Immunogenicity of a single dose of meningococcal group C conjugate vaccine given at 3 months of age to healthy infants in the United kingdom.

The Pediatric infectious disease journal (2012-02-16)
Helen Findlow, Ray Borrow, Nick Andrews, Pauline Waight, Elizabeth Sheasby, Mary Matheson, Anna England, David Goldblatt, Lindsey Ashton, Jamie Findlow, Elizabeth Miller
ABSTRACT

From 1999, in the United Kingdom, meningococcal C conjugate (MCC) vaccines from 3 manufacturers were introduced to the infant immunization schedule at 2, 3 and 4 months of age. In 2006, the schedule was refined to a 2-dose primary schedule at 3 and 4 months of age, with a combined MCC/Haemophilus influenzae type b (MCC/Hib-TT) booster at 12 months of age. Recent data have demonstrated that 2 of the 3 MCC vaccines showed potential for use as a single priming dose in infancy. A randomized trial was undertaken with 2 MCC vaccines; one using tetanus toxoid carrier protein (MCC-TT) and one using CRM197 carrier protein (MCC-CRM197). Infants were immunized with MCC at 3 months of age followed by an MCC/Hib-TT booster at 12 months of age. The serum bactericidal antibody geometric mean titers 1 month after a single dose of MCC-TT or MCC-CRM 197 were 223.3 (95% confidence interval [CI]: 162.9-306.1) and 95.8 (95% CI: 66.4-138.2) with 100% and 95.5% of infants having serum bactericidal antibody titers ≥ 8, respectively.
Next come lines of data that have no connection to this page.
PR #50, opened 2021-05-24
Perf improvements

glbrntt:
Motivation:

Metrics collecting systems should be efficient enough so that their
impact on the system being instrumented is negligible. There are 
a few parts of SwiftPrometheus which are a bottleneck when producing
a large number of metrics.

Modifications:

- Store `PromMetric`s in a dictionary keyed by label in
  `PrometheusClient`; this gives fast lookup when checking if a metric
  already exists
- Remove the `metricTypeMap`, we can recover the same information from
  `PromMetric`
- Remove calls to `getMetricInstrumet` in `PrometheusMetricsFactory`
  these were redundant as the same check is done in `createCounter` etc.
- In each `createCounter` (etc.) call we now hold the lock for the
  duration of the call to avoid races between checking the cache and
  creating and storing a new metric.
- The `PrometheusLabelSanitizer` now checks whether input needs
  santizing instead of santizing all input
- Sanitizing is done in one step, mapping each utf8 code point to a
  sanitized code point rather than lowercasing and then checking the
  validity of each character.

Result:

- Sanitizing pre-sanitized labels is ~100x faster
- Sanitizing non-sanitized label is ~20x faster
- Incrementing 10 counters is ~20x faster
- Incrementing 100 counters is ~40x faster
- Incrementing 1000 counters is ~250x faster
- (Similar results for other metrics.)

### Checklist

### DIFF
--- a/Sources/Prometheus/Prometheus.swift
+++ b/Sources/Prometheus/Prometheus.swift
@@ -7,19 +7,14 @@ import NIO
 public class PrometheusClient {
 
     /// Metrics tracked by this Prometheus instance
-    private var metrics: [PromMetric]
-    
-    /// To keep track of the type of a metric since  it can not change
-    /// througout the lifetime of the program
-    private var metricTypeMap: [String: PromMetricType]
+    private var metrics: [String: PromMetric]
     
     /// Lock used for thread safety
     private let lock: Lock
     
     /// Create a PrometheusClient instance
     public init() {
-        self.metrics = []
-        self.metricTypeMap = [:]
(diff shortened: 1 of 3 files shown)


MrLotU (approved):
Thanks a lot for the PR @glbrntt ! Awesome work.

Will get this merged & tagged 👍🏻

MrLotU:
Released in [Alpha 11](https://github.com/MrLotU/SwiftPrometheus/releases/tag/1.0.0-alpha.11)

Before boosting, antibody titers had declined, and 1 month after the MCC/Hib-TT booster, serum bactericidal antibody geometric mean titers rose to 2251.0 (95% CI: 1535.3-3300.3) and 355.9 (95% CI: 235.4-538.1) for children primed with MCC-TT and MCC-CRM 197, respectively. In conclusion, a single priming dose of either MCC-TT or MCC-CRM197 administered at 3 months of age can be used together with the Hib/MCC-TT booster in the second year of life.